I suppose that conceivably, the confidence intervals will *asymptotically*
achieve the nominal coverage. After all, I make no claims about the rate of
convergence in the sample size. And there is no reason to think the rate of
convergence is uniform across population parameters. However, nobody has enough
data to make these confidence intervals even remotely trustworthy;
they're a load of dingo's kidneys.

Looking forward, you can plainly see there are a few problems with these results. For one, the asymptotic distribution of Hotelling's \(T^2\) which I am effectively using here, has terrible performance for the small \(n\) case. Well-known distributional results based on the non-central \(F\) should be used instead.

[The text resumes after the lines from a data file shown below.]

PR #1441, opened 2025-01-16
[RHCLOUD-37152] Add locks on Roles, CAR and groups  in migrator

lpichler:
## Link(s) to Jira
- https://issues.redhat.com/browse/RHCLOUD-37152

This PR add locks on Roles, CAR and groups in migrator and it will solve concurrency control during migration and dual writes.

## Local Testing
..

## Checklist

- [ ] Input Validation
- [ ] Output Encoding
- [ ] Session Management
- [ ] Access Control
- [ ] Cryptographic Practices
- [ ] Data Protection
- [ ] Communication Security
- [ ] System Configuration
- [ ] Database Security
- [ ] File Management
- [ ] Memory Management

### DIFF
--- a/rbac/migration_tool/migrate.py
+++ b/rbac/migration_tool/migrate.py
@@ -40,24 +40,24 @@ logger = logging.getLogger(__name__)  # pylint: disable=invalid-name
 
 def migrate_groups_for_tenant(tenant: Tenant, replicator: RelationReplicator):
     """Generate user relationships and system role assignments for groups in a tenant."""
-    groups = tenant.group_set.all()
+    groups = tenant.group_set.values("pk")
     for group in groups:
-        principals: list[Principal] = []
-        system_roles: list[Role] = []
-        if not group.platform_default:
-            principals = group.principals.all()
-        if group.system is False and group.admin_default is False:
-            system_roles = group.roles().public_tenant_only()
-        if any(True for _ in system_roles) or any(True for _ in principals):
-            # The migrator deals with concurrency control.
-            # We need an atomic block because the select_for_update is used in the dual write handler,
-            # and the group must be locked to add principals to the groups.
-            # NOTE: The lock on the group is not necessary when adding system roles to the group,
-            # as the binding mappings are locked during this process to ensure concurrency control.
-            # Start of transaction for group operations
-            with transaction.atomic():
-                # Lock group
-                Group.objects.select_for_update().get(pk=group.pk)
+        # The migrator deals with concurrency control.
+        # We need an atomic block because the select_for_update is used in the dual write handler,
+        # and the group must be locked to add principals to the groups.
+        # NOTE: The lock on the group is not necessary when adding system roles to the group,
+        # as the binding mappings are locked during this process to ensure concurrency control.
+        # Start of transaction for group operations
+        with transaction.atomic():
+            # Requery the group with a lock
+            group = Group.objects.select_for_update().get(pk=group["pk"])
+            principals: list[Principal] = []
+            system_roles: list[Role] = []
+            if not group.platform_default:
+                principals = group.principals.all()
+            if group.system is False and group.admin_default is False:
+                system_roles = group.roles().public_tenant_only()
+            if any(True for _ in system_roles) or any(True for _ in principals):
                 dual_write_handler = RelationApiDualWriteGroupHandler(
                     group, ReplicationEventType.MIGRATE_TENANT_GROUPS, replicator=replicator
                 )
@@ -68,7 +68,7 @@ def migrate_groups_for_tenant(tenant: Tenant, replicator: RelationReplicator):
                 # dual_write_handler
                 dual_write_handler.generate_relations_to_add_roles(system_roles)
                 dual_write_handler.replicate()
-            # End of transaction for group operations, locks are released
+        # End of transaction for group operations, locks are released
 
 
 def migrate_roles_for_tenant(tenant, exclude_apps, replicator):
--- a/rbac/migration_tool/migrate.py
+++ b/rbac/migration_tool/migrate.py
@@ -16,86 +16,26 @@ along with this program.  If not, see <https://www.gnu.org/licenses/>.
 """
 
 import logging
-from typing import Iterable
 
 from django.conf import settings
 from django.db import transaction
-from kessel.relations.v1beta1 import common_pb2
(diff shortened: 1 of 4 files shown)


rbac/migration_tool/migrate.py
```diff
@@ -108,46 +49,44 @@ def migrate_groups_for_tenant(tenant: Tenant, replicator: RelationReplicator):
...
-            # but we require an atomic block due to use of select_for_update in the dual write handler.
+            # The migrator deals with concurrency control.
+            # We need an atomic block because the select_for_update is used in the dual write handler,
+            # and the group must be locked to add principals to the groups.
+            # NOTE: The lock on the group is not necessary when adding system roles to the group,
+            # as the binding mappings are locked during this process to ensure concurrency control.
+            # Start of transaction for group operations
             with transaction.atomic():
+                # Lock group
+                Group.objects.select_for_update().get(pk=group.pk)
```
alechenninger, line 60: I think we may want to use the group state as of this query, rather than relying on the group state prior to this. I'm wondering for example about if between the time the principals are queried, and the group is locked, principals are removed. That removal replicates first, and then the add happens which adds them back.

It's also overall maybe just easier to reason about.

To do that it is probably as simple as moving the `with transaction.atomic()` to the top of and just inside the `for` loop. It will potentially lock more groups, because it will end up locking groups that we don't have anything to replicate for, but that's probably fine.

e.g.

```
    for group in groups:
        with transaction.atomic():
            principals: list[Principal] = []
            system_roles: list[Role] = []
            if not group.platform_default:
            # ... etc
```

alechenninger: Actually sorry that example is misleading I think. I was multitasking.


```
    for group in groups:  
        with transaction.atomic():
            # Requery the group with a lock
            group = Group.objects.select_for_update().get(pk=group.pk)
            principals: list[Principal] = []  
            system_roles: list[Role] = []  
            if not group.platform_default:  
            # ... etc
```

alechenninger: (you could optimize this a little bit by getting just the group pk's in the prior `tenant.group_set` query)

alechenninger: Also, I think we may need to modify the group queryset in the view to lock the group in any principal modification, not just adds.

The reason is because in this case, the migrator assumes an "add principals" operation, but that's not actually happening. So normally when add and remove interleave, it should be fine, because they both also are modifying the database. So they may interleave, but regardless the outbox is always consistent with the database, so if a principal is there (or not), the same will be reflected in relations.

In this case, the migrator is not actually modifying the group-principal data, it's just producing an outbox message. If it also did `group.principals.add(...)` then the outbox and relations would be consistent even if this interleaved with a removal, however that is probably inappropriate because it would "undo" the removal operation. (In the case of normal dual write, _another user "undid" the operation_ so it's not as big of a deal if they interleave.)

The upside is making the lock more general makes the code a little easier to reason about I think. The downside is it can hurt performance, but I think that is not really a big concern here, since it is really unlikely that there is contention over these specific records.

rbac/migration_tool/migrate.py
```diff
@@ -108,46 +49,44 @@ def migrate_groups_for_tenant(tenant: Tenant, replicator: RelationReplicator):
...
-                partition_key=PartitionKey.byEnvironment(),
-                add=tuples,
+        with transaction.atomic():
+            role = Role.objects.select_for_update().get(pk=role.pk)
+            dual_write_handler = RelationApiDualWriteHandler(
+                role, ReplicationEventType.MIGRATE_CUSTOM_ROLE, replicator
             )
-        )
+
+            dual_write_handler.replicate_new_or_updated_role(role)
```
alechenninger, line 89: Here I think we might need two adjustments:

- We need `dual_write_handler.prepare_for_update()` before the replicate method
- We might have a similar problem to above group principal removal with role deletion here. Normally, dual write shouldn't need to lock the role on deletion, because foreign key constraints on modifications to the role will prevent inconsistency. But here is another case where the migrator is not adding the data to the DB at the same time. So I think we could fix this one by _either_ re-running `.save()` on a role serializer here, so that access FKs serialize concurrent removal, OR we have to lock the role in the role view queryset on role deletion also.

rbac/migration_tool/migrate.py
lpichler: I added those suggestions.

rbac/migration_tool/migrate.py
lpichler: - I added `prepare_for_update`(I though that removal of current relations is not needed for role )
- I think lock on role  in delete action is already here

rbac/migration_tool/migrate.py
```diff
@@ -171,29 +111,40 @@ def migrate_data_for_tenant(tenant: Tenant, exclude_apps: list, replicator: Rela
...
 
 def migrate_data(
     exclude_apps: list = [], orgs: list = [], write_relationships: str = "False", skip_roles: bool = False
 ):
     """Migrate all data for all tenants."""
-    # Only run this in maintanence mode or
-    # if we don't write relationships (testing out the migration and clean up the created bindingmappings)
-    if not settings.READ_ONLY_API_MODE and write_relationships != "False":
+    # Run this if we don't write relationships (testing out the migration and clean up the created bindingmappings)
+    if write_relationships != "False":
```
astrozzc, line 147: If we get rid of the settings.READ_ONLY_API_MODE condition, we can never set write_relationships to True?

rbac/migration_tool/migrate.py
```diff
@@ -16,140 +16,80 @@
...
 
 def migrate_roles_for_tenant(tenant, exclude_apps, replicator):
     """Migrate all roles for a given tenant."""
-    default_workspace = Workspace.objects.get(type=Workspace.Types.DEFAULT, tenant=tenant)
-
     roles = tenant.role_set.all()
     if exclude_apps:
         roles = roles.exclude(access__permission__application__in=exclude_apps)
 
     for role in roles:
```
alechenninger, line 79: If you want I guess we could also just get the Role PKs here but not a big deal.

rbac/migration_tool/migrate.py
lpichler: yes, good point, I think we don't need this condition. I am removing it .

lpichler:
I am going to merge as I added last suggestions and I got LGTM.

PR #1454, opened 2025-01-22
[RHCLOUD-37156] Make reset import tenants admin endpoint use ready=false query instead of looking up all related objects

petracihalova:
## Link(s) to Jira
- [RHCLOUD-37156](https://issues.redhat.com/browse/RHCLOUD-37156)

we have [internal endpoint](https://github.com/RedHatInsights/insights-rbac/blob/aff997f853d6eefb74be0ccbce5e7d83969414a3/rbac/internal/urls.py#L86) for reseting imported tenants [here](https://github.com/RedHatInsights/insights-rbac/blob/8262ac5ff41933432db9491e01fe6c4daa51e1a7/rbac/internal/views.py#L629)

and for tenants identification we are looking up all related objects

this PR introduces the simplification of the query = instead of checking all related objects we can use `ready=false` flag

but because it could be useful to keep the old behavior I added new query parameter `only_ready_false_flag` (with default value `true`)
- `only_ready_false_flag=true` => use query with `ready=false` flag and get all tenants with `ready=false` flag
- `only_ready_false_flag=false` => use query that is looking up all related objects and get all tenants without related objects

in the perfect world (tenant with `ready=false` does not have related objects) both queries should return same data/result

## Local Testing
you can test it locally with internal endpoint
```
GET / DELETE http://localhost:8000/_private/api/utils/reset_imported_tenants/
GET / DELETE http://localhost:8000/_private/api/utils/reset_imported_tenants/?only_ready_false_flag=true
GET / DELETE http://localhost:8000/_private/api/utils/reset_imported_tenants/?only_ready_false_flag=false
```

## TODO
- [x] update open api spec for internal endpoints
- [x] add ACs in [RHCLOUD-37156](https://issues.redhat.com/browse/RHCLOUD-37156)
- [X] unit tests


rbac/internal/views.py
```diff
@@ -637,44 +637,51 @@ def reset_imported_tenants(request: HttpRequest) -> HttpResponse:
     # Request should accept a query parameter to exclude certain tenants so we can exclude the ~129
     excluded = request.GET.getlist("exclude_id", [])
 
+    # The default query created with "ready=false" flag otherwise is used query that checks that tenant
+    # does not have records in all tables.
+    query_with_ready_flag = request.GET.get("query_with_ready_flag", "true").strip().lower() == "true"
```
astrozzc, line 642: maybe we should call it query_with_only_ready_flag since we are excluding other query conditions

petracihalova: yeah the naming here is the most difficult part ... so the new query is only with `ready=false` flag and the original query is wihout `ready` flag but with all the conditions that search for related objects

petracihalova: maybe we should call it `only_ready_false_flag` or something like that 🤔

astrozzc: sounds good 👍

petracihalova: renamed

astrozzc (approved):

petracihalova:
rebased and conflicts solved

PR #1487, opened 2025-02-03
RHCLOUD-37662: Make migrator idempotent

alechenninger:
## Link(s) to Jira
- https://issues.redhat.com/browse/RHCLOUD-37662

Tests checklist:
Groups:
- [x] Given we add the same role to group dual write handler multiple times, we should see the group bound multiple times
Note: This is testing existing expected behavior to make sure that is clear 
Test:` test_adding_same_role_again_and_unassign_it_once`
- [x] Given we add the same role to group dual write handler multiple times, and then remove the role, we should still see the group bound and no tuple should be returned
Note: This is testing existing expected behavior to make sure that is clear
Test:` test_adding_same_role_again_and_unassign_it_once`
- [x] Given we add the same role to group dual write handler multiple times, and then reset the role, we should no longer see group bound, and the tuple should be returned for that group relation
Test: `test_reset_when_role_added_multiple_times` 

- [x] Given we add the same role to group dual write handler multiples times, and reset the role multiple times, we should no longer see group bound, and the tuple should be returned for that group relation
Test: `test_reset_called_multiple_times_when_role_added_multiple_times`

- [x] Same scenarios as above, but for cross account request dual write handler

## Local Testing

## Checklist

- [ ] Input Validation
- [ ] Output Encoding
- [ ] Session Management
- [ ] Access Control
- [ ] Cryptographic Practices
- [ ] Data Protection
- [ ] Communication Security
- [ ] System Configuration
- [ ] Database Security
- [ ] File Management
- [ ] Memory Management


tests/management/role/test_dual_write.py
```diff
@@ -444,6 +444,49 @@ def test_adding_same_role_again_and_unassign_it_once(self):
         )
         self.assertEquals(len(tuples), 0)
 
+    def test_group_not_bound_after_reset_when_role_added_multiple_times(self):
```
lpichler, line 447: >  From jira Given we add the same role to group dual write handler multiple times, and then reset the role, we should no longer see group bound, and the tuple should be returned for that group relation

Is correct that we should not see group bound ? 
when reset group-roles assignments and there is group-roles assignment, should be group still in mapping ?

astrozzc: Yes, it should be. Reset makes sure it only gets added once.

rbac/management/role/model.py
```diff
@@ -174,10 +174,9 @@ def unassign_group(self, group_uuid) -> Optional[Relationship]:
         """
         relationship = None
         while True:
-            previous_relationship = self.pop_group_from_bindings(group_uuid)
-            if previous_relationship is None:
+            relationship = self.pop_group_from_bindings(group_uuid)
+            if relationship is not None:
                 break
-            relationship = previous_relationship
         return relationship
```
alechenninger, line 180: I don't think this is right? We want to remove all of them, but this will only remove one, because it stops once the relationship is not None. If there is more than one, does this work?

lpichler (approved):

rbac/api/cross_access/view.py
```diff
@@ -241,7 +241,7 @@ def update_status(self, car, status):
             self._with_dual_write_handler(
                 car,
                 ReplicationEventType.APPROVE_CROSS_ACCOUNT_REQUEST,
-                lambda dual_write_handler, cross_account_roles: dual_write_handler.generate_relations_to_add_roles(
+                lambda dual_write_handler, cross_account_roles: dual_write_handler.generate_relations_reset_roles(
```
lpichler, line 244: is this intent to switch from `generate_relations_to_add_roles` to `generate_relations_reset_roles` ?

astrozzc: Good question, after thinking about it, should use the generate_relations_to_add_roles to reduce the interruption. Updated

However, the distribution of the Markowitz SNR itself is also pretty poor, as shown in the plots below, using the same simulations. Sure, they might make work asymptotically (and I have my doubts), but are useless in our world.

```
# plot mean snr:
library(ggplot2)
ph <- sumres %>%
filter(metric=='psnr',stat=='mean') %>%
ggplot(aes(n,value,color=flavor)) +
geom_line() + geom_point() +
facet_grid(p ~ zyr,scale='free') +
scale_x_log10() +
labs(y='mean SNR',x='number of days data',
title='theoretical and empirical mean SNR of sample Markowitz Portfolio')
print(ph)
```

I was worried that I had solved my problem and wouldn't know what to do with myself anymore. (That's not true, I'm supposed to be working on my book.) The good news, and also the bad news, is that I can continue to work on this problem.